Community Innovation and Leadership
Nadia Glucksberg, hydrogeolist, Haley & Aldrich. Glucksberg is a hydro-geologist at the engineering firm of Haley and Aldrich. She has been a member of Engineers Without Borders since 2007 and has successfully designed and constructed potable water systems in rural villages in India, Guatemala and Ghana.
Sharon Killian, accounting associate, Pratt & Whitney, leads by example in helping the homeless. She has been recognized as “Volunteer of the Year” by CRT and by Pratt & Whitney senior management for her volunteering efforts.
Entrepreneurial Innovation and Leadership
Leonora Valvo is a lifelong entrepreneur and CEO and founder of etouches, a software company which provides online event management. Trade Show News Network named etouches the “Top Event Technology Innovator” for 2010.
Small Business Innovation and Leadership
Laura Dietz, vice president, Sonalysts Inc., works with training technology. Her extensive experience has been applied to Air Force, Navy, and Army training programs.
Large Business Innovation and Leadership
Deborah Orosz, AMS manager, operating effectiveness, Hamilton Sundstrand. Orosz is the company’s global Green Products program leader, focused on compliance with product chemical restrictions and reducing the environmental impact of Hamilton Sundstrand products.
Agnes Klucha, program manager, Engineering Innovation Center, Pratt & Whitney, leads a group formed to bring new innovations to life through prototyping, design and validation using an integrated approach.

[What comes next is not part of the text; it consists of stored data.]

PR #233, opened 2019-10-02
Support yay arguments in config file (Closes #220)

### LINKED ISSUE #220: Ability to disable yay's --devel flag
Hi @r-darwish,
I would love it if it'd be possible to disable yay's --devel flag using both the CLI and the config file.

P.S. why would I even want to use --devel on daily basis as a regular user?

idanski:
@r-darwish Should I add tests somewhere? didn't figure out where.. :)

### DIFF
--- a/src/config.rs
+++ b/src/config.rs
@@ -61,6 +61,7 @@ pub struct ConfigFile {
     git_arguments: Option<String>,
     set_title: Option<bool>,
     assume_yes: Option<bool>,
+    yay_arguments: Option<String>,
 }
 
 impl ConfigFile {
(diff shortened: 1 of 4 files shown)


src/config.rs
```diff
@@ -286,4 +287,13 @@ impl Config {
     pub fn yes(&self) -> bool {
         self.config_file.assume_yes.unwrap_or(self.opt.yes)
     }
+
+    /// Extra yay arguments
+    pub fn yay_arguments(&self) -> String {
```
r-darwish: Can we return `&str`, or will cause a lifetime hell?

src/steps/os/linux.rs
```diff
@@ -135,7 +145,7 @@ fn upgrade_arch_linux(sudo: &Option<PathBuf>, cleanup: bool, run_type: RunType,
             .arg("--pacman")
             .arg(pacman)
             .arg("-Syu")
-            .arg("--devel")
+            .arg(yay_arguments)
```
r-darwish: I don't think this will work when multiple arguments are given. We'll have to split it by space and pass it to `.args`. See [this example](https://github.com/r-darwish/topgrade/blob/ab318905a116d26e1c0ac6c86ef496cb94c8a8f3/src/steps/git.rs#L116)

src/config.rs
r-darwish: put `#[cfg(target_os = "linux")]` so that we won't get an unused warning on

r-darwish:
The only place that Topgrade has tests is the Linux distribution detection, so no tests are needed.

r-darwish:
Thanks!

Research Innovation and Leadership
Lisa Pfefferle, professor of engineering, Yale University. Pfefferle’s research is focused on chemical reaction engineering to direct the structure of nanomaterials. She has contributed to the fundamental understanding of combustion chemistry and sooting.
Youth Innovation and Leadership
Jenny Liu, High School Student, Amity Regional High School, has studied human-robot interaction at the Yale University Social Robotics Lab and was honored in Washington, D.C. last month as one of 40 Finalists of the Intel Science Talent Search. Liu was awarded a $2,500 scholarship by Covidien.